I have a bad feeling that just won't happen. EA are jealous masters and, like dragons, hoard their IPs. They could give it to another subsidiary, I suppose, but I have little faith in any of them doing good with them. I've heard that EA can still make games that are... competent, sometimes even good (with some major caveats), but they are exceedingly rare. That and, apparently, Bioware is still working on new Mass Effects and a new Dragon Age game. If a new ME project does materialize in 2029, it'll have been in development for almost fifteen years, which, in my opinion, is intolerable. And, you're right - who would even care by that point?

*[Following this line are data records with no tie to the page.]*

PR #43, opened 2020-10-26
HAUKI-189 Fix content horizontal alignment

VilleMiekkoja:
image

### DIFF
--- a/src/components/main/Main.scss
+++ b/src/components/main/Main.scss
@@ -25,8 +25,6 @@
 @media screen and (min-width: $breakpoint-m) {
   .main-container {
     padding: $spacing-m;
-    padding-left: $spacing-m;
-    padding-right: $spacing-m;
   }
 }
 
--- a/src/components/main/Main.scss
+++ b/src/components/main/Main.scss
@@ -8,10 +8,16 @@
   background-color: var(--hauki-content-background-color);
 }
 
+.main {
+  display: flex;
+  justify-content: center;
+}
+
 .main-container {
   box-sizing: border-box;
   line-height: var(--lineheight-l);
-  margin: 0 auto;
+  margin-top: 0;
+  margin-bottom: 0;
   padding-top: $spacing-s;
   padding-bottom: $spacing-s;
   padding-left: 0;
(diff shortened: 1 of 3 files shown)


src/components/navigation/HaukiNavigation.scss
```diff
@@ -0,0 +1,8 @@
+.navigation-header {
+  nav {
+    a {
+      padding-left: 0 !important;
```
VilleMiekkoja, line 4: Had to apply this dirty hack; HDS nav component has a bug that prevents a more elegant fix. They promised to fix it soon.

src/components/main/Main.scss
```diff
@@ -22,9 +31,19 @@
...
 
-@media screen and (min-width: $breakpoint-m) {
+@media screen and (max-width: $breakpoint-xl) {
+  .main-container {
+    margin-left: $spacing-m;
+    margin-right: $spacing-m;
+  }
+}
+
+@media screen and (max-width: 840px) {
```
minevala, line 41: I changed the last lines to this (compared to master) and it seemed to fix some of the problems: 
```suggestion
@media screen and (min-width: $breakpoint-m) {
  .main-container {
    padding: $spacing-m;
    padding-left: $spacing-m;
    padding-right: $spacing-m;
  }
}

@media screen and (min-width: $breakpoint-xl) {
  .main-container {
    max-width: $container-width-xl;
    padding-left: 0;
    padding-right: 0;
  }
}
```

There might be some breakpoint that I have missed tough 🤔

VilleMiekkoja: This seems like a more elegant solution, let's use it instead.

src/components/main/Main.scss
```diff
@@ -25,11 +25,15 @@
 @media screen and (min-width: $breakpoint-m) {
   .main-container {
     padding: $spacing-m;
+    padding-left: $spacing-m;
+    padding-right: $spacing-m;
```
minevala, line 29: These two declarations are not needed anymore because the above shorthand. 
Maybe some copy-paste thingy from my suggestion 😬 😁

VilleMiekkoja: True, for both :D

minevala (approved):
Good improvement 👍

PR #44, opened 2020-10-29
Hauki 202 auth redirect

minevala:
- User with invalid parameters is redirected to the front-page (parameters are checked by using api endpoint)
- Add helper-scripts to simplify local development:
    - yarn start opens the application with required query-parameters


VilleMiekkoja:
Excellent! :star:

VilleMiekkoja (approved):

scripts/start-local-app.js
```diff
@@ -0,0 +1,14 @@
+// eslint-disable-next-line @typescript-eslint/no-var-requires
+const childProcess = require('child_process');
+// eslint-disable-next-line @typescript-eslint/no-var-requires
+const openBrowser = require('react-dev-utils/openBrowser');
+
+const [, , url] = process.argv;
+
+const queryParams = childProcess.execFileSync('node', [
```
VilleMiekkoja, line 8: Why do we need the child process?

src/App.tsx
```diff
@@ -85,8 +86,8 @@ export default function App(): JSX.Element {
                   <Route exact path="/">
                     <h1>Etusivu</h1>
                   </Route>
-                  <Route
-                    id="resource-route"
+                  <PrivateRoute
+                    id="target-route"
```
VilleMiekkoja, line 90: Will this change resource back to target on purpose? Maybe we need to first rebase this to master?

scripts/generate-auth-params.js
```diff
@@ -0,0 +1,37 @@
+// eslint-disable-next-line @typescript-eslint/no-var-requires
+const crypto = require('crypto');
+
+const key =
+  process.env.APP_KEY ||
+  'd94c278085e49e807b67a58b8fcb92239b3fe881252f1938e3e0ca09611684b3790df3a22c08a32959309fdfcf074b4204c2f84a1ef03025621c4cf23a5521f24299ba857956a1fcf1b61715cb8154baeedba4e0409e636da9e91d7a618a4403e748c3a2';
+
+const username = process.env.APP_USER || 'admin@hel.fi';
+const resource = process.env.APP_RESOURCE;
```
VilleMiekkoja, line 9: How are these env variables meant to be used? Should we add something about them in readme? Also should we default to some resource and organization? If these are meant to be user configured by his own, should we name these with hauki-prefix to separate them from other possible environment variables used by other apps?

scripts/start-local-app.js
```diff
@@ -0,0 +1,14 @@
...
+  './scripts/generate-auth-params.js',
+]);
+
+const fullUrl = `${url}?${queryParams}`;
+process.env.BROWSER = ''; // We need to unset the BROWSER so the openBrowser won't call this script again. This was set in package.json. Now it will use the updated url to open the browser.
```
VilleMiekkoja, line 13: Where do we need/use this BROWSER env variable?

src/App.tsx
minevala: I'll fix that one

scripts/generate-auth-params.js
minevala: Hmm.., I do not think we will have other apps envs in our repo 🤔 
But I think we can use the HAUKI-prefix

scripts/start-local-app.js
minevala: In the package.json: https://github.com/City-of-Helsinki/hauki-admin-ui/blob/HAUKI-202-auth-redirect/package.json#L37
It is the way to intervene in how the browser is opened.

scripts/start-local-app.js
minevala: It is another node script that doesn't return a function or similar. It writes the result to stdout.

VilleMiekkoja (approved):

Still, like I said about Pokemon - they should just give them to me. Or at least Mass Effect. I have big ideas. I'd get things going in the right direction again.
"it'll have been in development for almost fifteen years"
Shit, talk about stuck culture. I remember the six years between Half-Life and Half-Life 2 feeling like an eternity. At least there we got a decent game out of it.
Yeah EA is the Disney of game publishers. Once they own something, they never, ever let it go. But like the other big publishers (and Disney, and all zombie companies) they have a handful of still-profitable IPs they pour all their investment into, and aren't much interested in innovating. So they're on a slow downward spiral of profitability, because nothing, not even sports sims, can sustain them forever.
The tech company-pioneered strategy of letting innovation happen in "start-ups," which they then acquire and scrap for parts to feed the machine, has taken over everything. In gaming and film it's indie studios. Some indies know how to tell the monsters "no", but I understand it's difficult to resist when someone offers you more money than you ever dreamed of for the low, low price of destroying your passion. I don't know if anything I've ever made is so precious to me that I wouldn't take a couple hundred million dollars to walk away from it.